[Dataset excerpts]
PR #17805, opened 2026-04-23
ytdl_hook.lua: set metadata with use_manifests=yes

guidocella:
With use_manifests=yes EDL is not used so metadata never gets set through the tags mechanism. Thankfully the metadata property was recently made writable so use that instead.

Fixes https://github.com/mpv-player/mpv/pull/17761#issuecomment-4306070651

### DIFF
--- a/player/lua/ytdl_hook.lua
+++ b/player/lua/ytdl_hook.lua
@@ -26,6 +26,7 @@ options.read_options(o, nil, function()
 end)
 
 local chapter_list = {}
+local metadata = {}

- [What you need to do] Return the number of lines containing the word "player" in these records, with no additional output.

- [Worked solution] 3